Other than the danger of completely falling for a man I know very little about. That lack can start to be remedied over lunch. I take my seat and unwrap a soft shelled taco. “You never have told me what you do for a living.”
With his head and neck at that uncomfortable angle needed for crunching into his crisp taco, he pauses before taking a bite. Watching him chew, I wait. He’s avoided the topic before. I won’t let him get away with it this time.
“Construction.”
“Good business for Vegas. Seems like there’s always something being torn down and rebuilt. Houses or commercial?”
After another bite, he sets his taco aside. “Both actually. It’s a family business. I’m fourth generation.”
“That’s impressive.”
He shrugs. “In it’s own way, Shallmar Construction is a Vegas institution.”
Wait. What? “Shallmar?”
With a half grin he takes a sip of his soda. “My great-grandfather didn’t want to use his name for his new company. So he switched the syllables.”
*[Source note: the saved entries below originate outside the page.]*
Issue #10520, opened 2025-10-30
Report that admin can edit docs with view only permission


tommoor:
> I am an admin in our workspace. If I have access to a collection through All Members -> View Only -> I can edit any document in this collection. If I get explicit View Only permission on my user, and All Members has no access, I get only View Only access. Is this intentional?

Needs investigation

AshtakaOOf:
Shouldn't admins have permissions to modify any documents? 
I'm not sure why it wouldn't be allowed as it can be useful in many cases, for example when a user accidentally left sensitive information in their document but aren't available to fix it.

tommoor:
Admins can change permissions on collections and documents, so ultimately they are able to fix things in an emergency but I don't think that means they should have write access to everything by default. This is the middleground we've gone for.

PR #10542, opened 2025-11-01
Fix: admin permissions bypass

salihudickson:
## Description
This PR fixes the issue that allows admins to edit documents on collections that they should only have "view only" access to.

fixes: #10520

### DIFF
--- a/server/policies/document.test.ts
+++ b/server/policies/document.test.ts
@@ -31,16 +31,14 @@ describe("read_write collection", () => {
     const abilities = serialize(user, document);
     expect(abilities.read).toBeTruthy();
     expect(abilities.download).toBeTruthy();
+    expect(abilities.update).toBeTruthy();
+    expect(abilities.createChildDocument).toBeTruthy();
+    expect(abilities.manageUsers).toBeTruthy();
+    expect(abilities.archive).toBeTruthy();
+    expect(abilities.delete).toBeTruthy();
     expect(abilities.share).toBeTruthy();
+    expect(abilities.move).toBeTruthy();
     expect(abilities.comment).toBeTruthy();
-
-    // members without edit permissions cannot
-    expect(abilities.archive).toBeFalsy();
-    expect(abilities.manageUsers).toBeFalsy();
-    expect(abilities.createChildDocument).toBeFalsy();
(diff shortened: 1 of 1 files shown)


server/policies/collection.test.ts
```diff
@@ -9,23 +9,6 @@ import {
 import { serialize } from "./index";
 
 describe("admin", () => {
-  it("should allow team admin to archive collection", async () => {
```
tommoor, line 12: Awkward I know, but we want to keep this ability – admins should be able to manage collections from the outside. Just not write docs within

salihudickson: I didn't actually remove the ability for admins to manage permissions. I just removed that test block because it seems to be a duplicate of the one that now starts on line 35. 

I can restore it if you'd like.

server/policies/collection.test.ts
```diff
@@ -49,7 +32,7 @@ describe("admin", () => {
     expect(abilities.archive).toBeTruthy();
   });
 
-  it("should allow updating documents in view only collection", async () => {
+  it("should have correct permissions in view only collection", async () => {
```
salihudickson, line 35: I removed the duplicate test block. The only distinction was that this one explicitly set the collection’s permissions to `read`, while the default behavior of createCollection is `read_write`, which implicitly includes `read`.

server/policies/collection.ts
```diff
@@ -101,11 +101,8 @@ allow(User, "updateDocument", Collection, (user, collection) => {
     return false;
   }
 
-  if (!collection.isPrivate && user.isAdmin) {
-    return true;
-  }
-
   if (
+    !collection.isPrivate ||
```
tommoor: Something about this still doesn't feel quite right, this additional OR case is saying that the membership should be considered if the collection is public, irregardless of the `collection.permission`. 

It _technically_ works right now because the only other permission is ReadWrite but I don't think it's neccessary. The only _needed_ change is the removal of the admin exception above

salihudickson: Yh, you're absolutely right. I hadn't considered that the `includesMembership` check already covers a private collection.

tommoor (approved):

“You are Shallmar construction? That means…”
His grin slips and he hesitates before asking, “Means what, baby?”
“You’re rich. What are you doing staying in this older hotel. You can afford the penthouse in any?—”
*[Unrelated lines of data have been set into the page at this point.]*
Issue #10538, opened 2025-10-31
Report of nested documents losing ordering during duplication


tommoor:
Customer reported, haven't triaged yet but it sounds distinctly possible

salihudickson:
I’ve confirmed this behavior. My initial observation is that it’s likely caused by the document duplicator copying child documents in reverse order based on the createdAt column. I'll have to take a closer look.

tommoor:
The canonical order is defined by the position in the tree stored on `collection` btw

salihudickson:
🤔 I'm thinking we simply need to have the duplicator take the order into account when duplicating the `childDocuments`.

PR #10543, opened 2025-11-01
Fix: nested document order when duplicating

salihudickson:
## Description
This PR fixes the bug that breaks the document nested document order when duplicating a document

fixes: #10538

## Video Demo
https://github.com/user-attachments/assets/c9d92dc6-a26b-43a5-9165-880937cd2233

### DIFF
--- a/server/commands/documentDuplicator.test.ts
+++ b/server/commands/documentDuplicator.test.ts
@@ -1,8 +1,11 @@
 import { createContext } from "@server/context";
 import { sequelize } from "@server/storage/database";
-import { buildDocument, buildUser } from "@server/test/factories";
+import {
+  buildCollection,
+  buildDocument,
+  buildUser,
+} from "@server/test/factories";
 import documentDuplicator from "./documentDuplicator";
-import { Collection } from "@server/models";
 
 describe("documentDuplicator", () => {
   it("should duplicate existing document", async () => {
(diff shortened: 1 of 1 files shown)


server/commands/documentDuplicator.ts
```diff
@@ -76,10 +76,26 @@ export default async function documentDuplicator({
               [Op.eq]: null,
             },
       },
-      ctx
+      {
+        ...ctx,
+        include: {
```
tommoor: I think we should just fetch the associated collection separately rather than adding join complexity. By definition all the documents will be in the same collection

salihudickson: yh. I'll fix that.

salihudickson:
hey @tommoor, I think this is just about ready for another review.

tommoor:
Seems like your tests are failing…

salihudickson:
I took out the bit that was failing. Should be working fine now.

tommoor:
> I took out the bit that was failing

Isn't that the test that was actually checking the order?

salihudickson:
my bad, I actually replaced it with a 2 different tests where i checked the length of the docTitles array and then verified each item in the array. I must've accidentally taken out the second part of that while removing the failing test. I'll push a fix now.

For some reason the strict equal was acting weird on the CI test. Still not sure why, but since the actual functionality seems to be fine even when testing in a few different scenarios, i decided not to spend too much time on trying to figure it out.

tommoor (approved):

“I told you. This is where Emmerii wanted to stay. I have no desire to show off. In my mind, I’m just a guy who happens to own a successful company. Successful enough to only take projects now that are meaningful and good for the area. This allows me to get to know and care about those who work for me. It’s what I do. Not who I am.”
My heart drops lower with each of his words. He’s rich. Probably one of the wealthiest men in a city created to celebrate wealth and the famous. Then there’s me. Just who am I? I work hard yet barely scrape by. Oh shit, he doesn’t still think I’m after money, does he? Have I done anything that might lead him to believe that?
“Storm, I’m not sure what’s going on in your head.”
“You’re rich.”
“We’ve established that fact. So?”
“I’m not. Hell, I’m not even sure I’m living that much above the poverty level. You did really think I left my keys in your vehicle in order to meet you. That I’m taking advantage, that I want something—money—from you. I don’t. Quinn, I promise I don’t. I had no idea.”
He grabs my flailing hands. “Storm, stop. Look at me.”
Refusing to lift my gaze to his, I toss my head. I don’t want to see, won’t survive the condemnation sure to be filling his expression.
“Storm.” His voice goes deep and demanding. “Look at me.”
Taking a slow breath, I do. There’s no disbelief or contempt in his eyes. His lips are pressed together, but not in anger. As I watch, those lips twitch into a tired grin. “That’s it, baby. I need you to pay attention. I’m no different than I was five minutes ago, before you knew about my business. While the way we met is unusual, I thank fate, destiny, or whatever that it happened. Because even in this short time, I’ve come to care for you a great deal.”
My mind is at war with my heart and I don’t know what to think. The sting of tears makes me blink. Why are there tears anyway? I’ve got nothing to cry about. Except… except his kindness. His understanding. The look in his eyes. “I do, too. Like you a lot, I mean.”
“Can we simply be us? No dollar signs between us? Will you take a chance with me? Storm, I want to be with you.”
He takes a breath as though to say more but presses his lips together again. I can’t deny I want him in my life. All my life I’ve been scraping by, first with Dad as he built his business, now while trying to make it on my own. I don’t know how to act around someone who’s had money and privilege their whole life.
I learned how to survive with nothing. I don’t have much beyond that ability and my skill with motors to bring into a relationship. Do I dare? “I want to be with you, Quinn. I just don’t know how.”
“Let’s start with this.” He stands and pulls me into his arms.